What is being asked:
Could you say how many lines below contain the word "curl"? Give the number with no other text.
[Data for analysis Boundary: Start]
PR #4531, opened 2022-05-07
fix: Missing comma on tickscript.join - Fixed

Xoffio:
Missing comma added on `tickscript.join` function.

If you `Inject` the function `tickscript.join` on the ui. You will get the next error:

```
compilation failed: error @19:6-23:2: expected comma in property list, got COLON

error @21:7-21:18: missing property key 
```

PR #4560, opened 2022-05-11
fix: fix bug with the example code and test our CI pipeline for weirdness

asalem1:
This issue was originally brought to our attention in [this PR](https://github.com/influxdata/ui/pull/4531/). For some reason, that one is failing in the CI pipeline. It's worth investigating the root cause of that failure. As such, I'm making the same PR to try and isolate the issue


asalem1:
Closing this since it seems like the tests are built around false assumptions

PR #4576, opened 2022-05-12
feat: turn on queries for new DE

drdelambre:
turns on the ability to run queries in the experimental DE

chrome-capture-2022-4-12


appletreeisyellow (approved):
Great!! I like how neat the current `NewDataExplorer` is!

Issue #4849, opened 2022-06-19
Error context is lost when following link to create an issue


steven-solomon:
## About the bug

**Steps to reproduce:**
List the minimal actions needed to reproduce the behavior.

1. Cause any error that displays `src/shared/components/DefaultErrorMessage.tsx`.
2. Click the link to create an issue.

**Expected behavior:**
As a user I want to keep open the page containing the error context so that I can report the details of the issue.

**Actual behavior:**
We are routed to GitHub within the same tab as the error, and navigating back shows that the scenario that caused is not maintained in browser history.

**Visual Proof:**

## About your environment

**Environment info:**

N/A

**Config:**

**Logs:**

**Performance:**
Generate profiles with the following commands for bugs related to performance, locking, out of memory (OOM), etc.

```sh
# Commands should be run when the bug is actively.
# Note: This command will run for at least 30 seconds.
curl -o profiles.tar.gz "http://localhost:8086/debug/pprof/all?cpu=true"
curl -o vars.txt "http://localhost:8086/debug/vars"
iostat -xd 1 30 > iostat.txt
# Attach the `profiles.tar.gz`, `vars.txt`, and `iostat.txt` output files.
```

PR #4850, opened 2022-06-19
fix: Open issue link in new tab

steven-solomon:
Closes https://github.com/influxdata/ui/issues/4849

I added the `target` attribute to the issue anchor tag.

### DIFF
--- a/src/shared/components/DefaultErrorMessage.tsx
+++ b/src/shared/components/DefaultErrorMessage.tsx
@@ -11,7 +11,7 @@ const DefaultErrorMessage: ErrorMessageComponent = () => {
       style={{display: 'flex', placeContent: 'center'}}
     >
       An InfluxDB error has occurred. Please report the issue&nbsp;
-      <a href="https://github.com/influxdata/ui/issues/new?template=bug_report.md">
+      <a href="https://github.com/influxdata/ui/issues/new?template=bug_report.md" target="_blank">
         here
       </a>
       .


hoorayimhelping:
Hi @steven-solomon,

Thank you for the PR and the corresponding issue. I think this is a good usability change.

We have a requirement (that is incorrectly undocumented on our PR template) that contributors sign our [Community License Agreement.](https://www.influxdata.com/legal/cla/). If you haven't signed it, it needs to be signed before we can accept this PR.

We also have an internal convention to add a `rel` of `noopener noreferrer` to links with a `target` of `'_blank'`, even though modern browsers protect against reverse tabnabbing attacks. We have an [internal component](https://github.com/influxdata/ui/blob/master/src/utils/SafeBlankLink.tsx) to handle this.

In consideration of your time, I've created an [internal PR](https://github.com/influxdata/ui/pull/4852) with you listed as a co-author that recreates this functionality within our conventions.

We appreciate community contributions, but we've recently changed some of our security policies and it looks like we need to update our process to accept contributions from non team-members to take these security policies into account. Rather than force you to wait on us for that, I'll add in this functionality  and give you credit in the commit message.

hoorayimhelping:
This functionality was added by commit [`c2015ba8e70e7231d096b8b80cc25cb41c72a305`](https://github.com/influxdata/ui/commit/c2015ba8e70e7231d096b8b80cc25cb41c72a305).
[Data for analysis Boundary: End]
Response area:
2